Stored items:
========================================
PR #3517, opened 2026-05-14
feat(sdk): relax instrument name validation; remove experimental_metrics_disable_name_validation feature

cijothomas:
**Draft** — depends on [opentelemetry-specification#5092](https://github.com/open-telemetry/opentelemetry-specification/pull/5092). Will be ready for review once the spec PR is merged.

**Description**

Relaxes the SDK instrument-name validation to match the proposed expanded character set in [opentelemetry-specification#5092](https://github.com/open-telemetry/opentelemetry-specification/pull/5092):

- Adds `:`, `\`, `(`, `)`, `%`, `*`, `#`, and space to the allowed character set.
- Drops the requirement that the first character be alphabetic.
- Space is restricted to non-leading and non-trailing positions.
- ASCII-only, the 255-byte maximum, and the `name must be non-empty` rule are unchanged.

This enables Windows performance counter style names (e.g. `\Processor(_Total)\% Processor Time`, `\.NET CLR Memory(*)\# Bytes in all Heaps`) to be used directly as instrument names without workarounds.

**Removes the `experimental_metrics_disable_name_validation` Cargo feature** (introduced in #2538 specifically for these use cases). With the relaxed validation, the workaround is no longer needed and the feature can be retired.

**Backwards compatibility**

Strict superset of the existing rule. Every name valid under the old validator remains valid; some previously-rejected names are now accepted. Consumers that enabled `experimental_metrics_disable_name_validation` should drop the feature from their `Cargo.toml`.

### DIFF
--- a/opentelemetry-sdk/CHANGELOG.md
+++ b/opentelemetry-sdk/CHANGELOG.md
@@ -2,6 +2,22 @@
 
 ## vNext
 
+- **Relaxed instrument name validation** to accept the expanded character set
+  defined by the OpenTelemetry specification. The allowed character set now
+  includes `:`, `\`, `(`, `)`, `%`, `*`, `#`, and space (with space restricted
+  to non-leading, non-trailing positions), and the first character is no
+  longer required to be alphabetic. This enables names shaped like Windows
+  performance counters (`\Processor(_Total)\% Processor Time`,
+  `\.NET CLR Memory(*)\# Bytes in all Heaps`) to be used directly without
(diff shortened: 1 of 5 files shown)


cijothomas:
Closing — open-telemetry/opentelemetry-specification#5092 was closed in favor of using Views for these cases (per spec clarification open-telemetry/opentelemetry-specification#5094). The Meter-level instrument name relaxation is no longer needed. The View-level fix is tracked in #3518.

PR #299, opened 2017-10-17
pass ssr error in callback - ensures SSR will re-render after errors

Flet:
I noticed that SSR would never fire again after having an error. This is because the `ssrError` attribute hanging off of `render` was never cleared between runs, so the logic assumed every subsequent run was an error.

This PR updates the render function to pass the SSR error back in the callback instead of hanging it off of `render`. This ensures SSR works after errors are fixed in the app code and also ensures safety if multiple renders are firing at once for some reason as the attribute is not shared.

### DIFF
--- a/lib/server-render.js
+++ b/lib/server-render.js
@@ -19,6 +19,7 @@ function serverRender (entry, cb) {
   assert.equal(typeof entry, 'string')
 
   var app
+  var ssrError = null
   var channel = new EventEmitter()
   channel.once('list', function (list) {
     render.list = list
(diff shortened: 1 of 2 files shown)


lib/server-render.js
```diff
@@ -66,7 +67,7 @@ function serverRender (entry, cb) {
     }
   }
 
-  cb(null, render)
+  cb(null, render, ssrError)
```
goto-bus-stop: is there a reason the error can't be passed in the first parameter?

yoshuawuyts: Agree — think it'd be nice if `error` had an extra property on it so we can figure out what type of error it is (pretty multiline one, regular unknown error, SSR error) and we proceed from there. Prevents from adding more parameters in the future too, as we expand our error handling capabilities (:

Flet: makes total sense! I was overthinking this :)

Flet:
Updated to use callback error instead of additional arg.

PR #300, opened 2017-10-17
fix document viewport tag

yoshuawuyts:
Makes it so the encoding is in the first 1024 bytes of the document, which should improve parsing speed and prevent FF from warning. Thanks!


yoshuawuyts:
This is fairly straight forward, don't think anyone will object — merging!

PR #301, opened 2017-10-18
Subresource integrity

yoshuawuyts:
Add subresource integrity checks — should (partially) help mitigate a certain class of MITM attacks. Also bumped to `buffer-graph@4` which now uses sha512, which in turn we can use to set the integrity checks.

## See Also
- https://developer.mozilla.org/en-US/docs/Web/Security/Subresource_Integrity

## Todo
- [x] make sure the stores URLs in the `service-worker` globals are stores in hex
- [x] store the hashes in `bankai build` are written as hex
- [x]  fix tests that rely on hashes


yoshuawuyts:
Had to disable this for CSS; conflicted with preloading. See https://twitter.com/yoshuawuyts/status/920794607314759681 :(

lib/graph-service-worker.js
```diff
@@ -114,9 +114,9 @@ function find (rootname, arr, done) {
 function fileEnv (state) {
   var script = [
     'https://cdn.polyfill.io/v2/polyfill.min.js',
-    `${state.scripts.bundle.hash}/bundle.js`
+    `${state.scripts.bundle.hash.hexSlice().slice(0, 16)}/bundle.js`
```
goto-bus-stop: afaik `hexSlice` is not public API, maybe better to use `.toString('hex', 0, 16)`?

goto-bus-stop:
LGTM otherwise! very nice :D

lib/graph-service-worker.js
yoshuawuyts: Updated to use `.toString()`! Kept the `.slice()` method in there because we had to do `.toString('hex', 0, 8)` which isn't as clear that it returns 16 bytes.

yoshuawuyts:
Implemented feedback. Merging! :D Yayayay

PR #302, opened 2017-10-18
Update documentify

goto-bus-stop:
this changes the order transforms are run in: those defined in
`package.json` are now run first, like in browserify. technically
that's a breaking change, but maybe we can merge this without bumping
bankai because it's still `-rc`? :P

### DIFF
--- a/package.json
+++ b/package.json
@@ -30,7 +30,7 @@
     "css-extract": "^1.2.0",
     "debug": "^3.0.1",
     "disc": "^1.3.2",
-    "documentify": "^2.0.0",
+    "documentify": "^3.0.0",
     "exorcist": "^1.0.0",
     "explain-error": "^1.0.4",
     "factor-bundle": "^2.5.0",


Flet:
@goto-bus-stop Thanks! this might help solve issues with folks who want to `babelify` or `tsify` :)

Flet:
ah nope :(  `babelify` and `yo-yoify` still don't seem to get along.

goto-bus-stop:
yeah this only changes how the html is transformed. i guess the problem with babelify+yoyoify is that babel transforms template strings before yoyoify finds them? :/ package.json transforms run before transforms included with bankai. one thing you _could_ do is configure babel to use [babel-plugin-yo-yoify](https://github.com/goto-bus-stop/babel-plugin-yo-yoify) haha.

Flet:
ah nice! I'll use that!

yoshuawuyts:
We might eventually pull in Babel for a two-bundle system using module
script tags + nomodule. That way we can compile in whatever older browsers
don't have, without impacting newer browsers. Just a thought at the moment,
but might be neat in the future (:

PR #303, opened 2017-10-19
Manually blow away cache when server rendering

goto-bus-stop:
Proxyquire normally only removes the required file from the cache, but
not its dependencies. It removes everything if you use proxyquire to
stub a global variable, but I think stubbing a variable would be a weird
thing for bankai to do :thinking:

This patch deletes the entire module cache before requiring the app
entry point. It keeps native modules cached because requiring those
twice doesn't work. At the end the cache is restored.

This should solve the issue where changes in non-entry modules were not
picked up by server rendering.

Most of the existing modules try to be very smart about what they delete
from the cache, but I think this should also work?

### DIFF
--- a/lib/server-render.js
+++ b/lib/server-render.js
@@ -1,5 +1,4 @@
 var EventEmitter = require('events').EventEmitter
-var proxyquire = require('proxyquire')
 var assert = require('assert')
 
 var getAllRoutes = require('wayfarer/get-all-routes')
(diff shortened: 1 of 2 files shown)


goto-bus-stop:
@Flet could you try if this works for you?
========================================
Task instructions:
A verbatim copy of every entry is required.

Answer to the problem:
PR #3517, opened 2026-05-14
feat(sdk): relax instrument name validation; remove experimental_metrics_disable_name_validation feature

cijothomas:
**Draft** — depends on [opentelemetry-specification#5092](https://github.com/open-telemetry/opentelemetry-specification/pull/5092). Will be ready for review once the spec PR is merged.

**Description**

Relaxes the SDK instrument-name validation to match the proposed expanded character set in [opentelemetry-specification#5092](https://github.com/open-telemetry/opentelemetry-specification/pull/5092):

- Adds `:`, `\`, `(`, `)`, `%`, `*`, `#`, and space to the allowed character set.
- Drops the requirement that the first character be alphabetic.
- Space is restricted to non-leading and non-trailing positions.
- ASCII-only, the 255-byte maximum, and the `name must be non-empty` rule are unchanged.

This enables Windows performance counter style names (e.g. `\Processor(_Total)\% Processor Time`, `\.NET CLR Memory(*)\# Bytes in all Heaps`) to be used directly as instrument names without workarounds.

**Removes the `experimental_metrics_disable_name_validation` Cargo feature** (introduced in #2538 specifically for these use cases). With the relaxed validation, the workaround is no longer needed and the feature can be retired.

**Backwards compatibility**

Strict superset of the existing rule. Every name valid under the old validator remains valid; some previously-rejected names are now accepted. Consumers that enabled `experimental_metrics_disable_name_validation` should drop the feature from their `Cargo.toml`.

### DIFF
--- a/opentelemetry-sdk/CHANGELOG.md
+++ b/opentelemetry-sdk/CHANGELOG.md
@@ -2,6 +2,22 @@
 
 ## vNext
 
+- **Relaxed instrument name validation** to accept the expanded character set
+  defined by the OpenTelemetry specification. The allowed character set now
+  includes `:`, `\`, `(`, `)`, `%`, `*`, `#`, and space (with space restricted
+  to non-leading, non-trailing positions), and the first character is no
+  longer required to be alphabetic. This enables names shaped like Windows
+  performance counters (`\Processor(_Total)\% Processor Time`,
+  `\.NET CLR Memory(*)\# Bytes in all Heaps`) to be used directly without
(diff shortened: 1 of 5 files shown)


cijothomas:
Closing — open-telemetry/opentelemetry-specification#5092 was closed in favor of using Views for these cases (per spec clarification open-telemetry/opentelemetry-specification#5094). The Meter-level instrument name relaxation is no longer needed. The View-level fix is tracked in #3518.

PR #299, opened 2017-10-17
pass ssr error in callback - ensures SSR will re-render after errors

Flet:
I noticed that SSR would never fire again after having an error. This is because the `ssrError` attribute hanging off of `render` was never cleared between runs, so the logic assumed every subsequent run was an error.

This PR updates the render function to pass the SSR error back in the callback instead of hanging it off of `render`. This ensures SSR works after errors are fixed in the app code and also ensures safety if multiple renders are firing at once for some reason as the attribute is not shared.

### DIFF
--- a/lib/server-render.js
+++ b/lib/server-render.js
@@ -19,6 +19,7 @@ function serverRender (entry, cb) {
   assert.equal(typeof entry, 'string')
 
   var app
+  var ssrError = null
   var channel = new EventEmitter()
   channel.once('list', function (list) {
     render.list = list
(diff shortened: 1 of 2 files shown)


lib/server-render.js
```diff
@@ -66,7 +67,7 @@ function serverRender (entry, cb) {
     }
   }
 
-  cb(null, render)
+  cb(null, render, ssrError)
```
goto-bus-stop: is there a reason the error can't be passed in the first parameter?

yoshuawuyts: Agree — think it'd be nice if `error` had an extra property on it so we can figure out what type of error it is (pretty multiline one, regular unknown error, SSR error) and we proceed from there. Prevents from adding more parameters in the future too, as we expand our error handling capabilities (:

Flet: makes total sense! I was overthinking this :)

Flet:
Updated to use callback error instead of additional arg.

PR #300, opened 2017-10-17
fix document viewport tag

yoshuawuyts:
Makes it so the encoding is in the first 1024 bytes of the document, which should improve parsing speed and prevent FF from warning. Thanks!


yoshuawuyts:
This is fairly straight forward, don't think anyone will object — merging!

PR #301, opened 2017-10-18
Subresource integrity

yoshuawuyts:
Add subresource integrity checks — should (partially) help mitigate a certain class of MITM attacks. Also bumped to `buffer-graph@4` which now uses sha512, which in turn we can use to set the integrity checks.

## See Also
- https://developer.mozilla.org/en-US/docs/Web/Security/Subresource_Integrity

## Todo
- [x] make sure the stores URLs in the `service-worker` globals are stores in hex
- [x] store the hashes in `bankai build` are written as hex
- [x]  fix tests that rely on hashes


yoshuawuyts:
Had to disable this for CSS; conflicted with preloading. See https://twitter.com/yoshuawuyts/status/920794607314759681 :(

lib/graph-service-worker.js
```diff
@@ -114,9 +114,9 @@ function find (rootname, arr, done) {
 function fileEnv (state) {
   var script = [
     'https://cdn.polyfill.io/v2/polyfill.min.js',
-    `${state.scripts.bundle.hash}/bundle.js`
+    `${state.scripts.bundle.hash.hexSlice().slice(0, 16)}/bundle.js`
```
goto-bus-stop: afaik `hexSlice` is not public API, maybe better to use `.toString('hex', 0, 16)`?

goto-bus-stop:
LGTM otherwise! very nice :D

lib/graph-service-worker.js
yoshuawuyts: Updated to use `.toString()`! Kept the `.slice()` method in there because we had to do `.toString('hex', 0, 8)` which isn't as clear that it returns 16 bytes.

yoshuawuyts:
Implemented feedback. Merging! :D Yayayay

PR #302, opened 2017-10-18
Update documentify

goto-bus-stop:
this changes the order transforms are run in: those defined in
`package.json` are now run first, like in browserify. technically
that's a breaking change, but maybe we can merge this without bumping
bankai because it's still `-rc`? :P

### DIFF
--- a/package.json
+++ b/package.json
@@ -30,7 +30,7 @@
     "css-extract": "^1.2.0",
     "debug": "^3.0.1",
     "disc": "^1.3.2",
-    "documentify": "^2.0.0",
+    "documentify": "^3.0.0",
     "exorcist": "^1.0.0",
     "explain-error": "^1.0.4",
     "factor-bundle": "^2.5.0",


Flet:
@goto-bus-stop Thanks! this might help solve issues with folks who want to `babelify` or `tsify` :)

Flet:
ah nope :(  `babelify` and `yo-yoify` still don't seem to get along.

goto-bus-stop:
yeah this only changes how the html is transformed. i guess the problem with babelify+yoyoify is that babel transforms template strings before yoyoify finds them? :/ package.json transforms run before transforms included with bankai. one thing you _could_ do is configure babel to use [babel-plugin-yo-yoify](https://github.com/goto-bus-stop/babel-plugin-yo-yoify) haha.

Flet:
ah nice! I'll use that!

yoshuawuyts:
We might eventually pull in Babel for a two-bundle system using module
script tags + nomodule. That way we can compile in whatever older browsers
don't have, without impacting newer browsers. Just a thought at the moment,
but might be neat in the future (:

PR #303, opened 2017-10-19
Manually blow away cache when server rendering

goto-bus-stop:
Proxyquire normally only removes the required file from the cache, but
not its dependencies. It removes everything if you use proxyquire to
stub a global variable, but I think stubbing a variable would be a weird
thing for bankai to do :thinking:

This patch deletes the entire module cache before requiring the app
entry point. It keeps native modules cached because requiring those
twice doesn't work. At the end the cache is restored.

This should solve the issue where changes in non-entry modules were not
picked up by server rendering.

Most of the existing modules try to be very smart about what they delete
from the cache, but I think this should also work?

### DIFF
--- a/lib/server-render.js
+++ b/lib/server-render.js
@@ -1,5 +1,4 @@
 var EventEmitter = require('events').EventEmitter
-var proxyquire = require('proxyquire')
 var assert = require('assert')
 
 var getAllRoutes = require('wayfarer/get-all-routes')
(diff shortened: 1 of 2 files shown)


goto-bus-stop:
@Flet could you try if this works for you?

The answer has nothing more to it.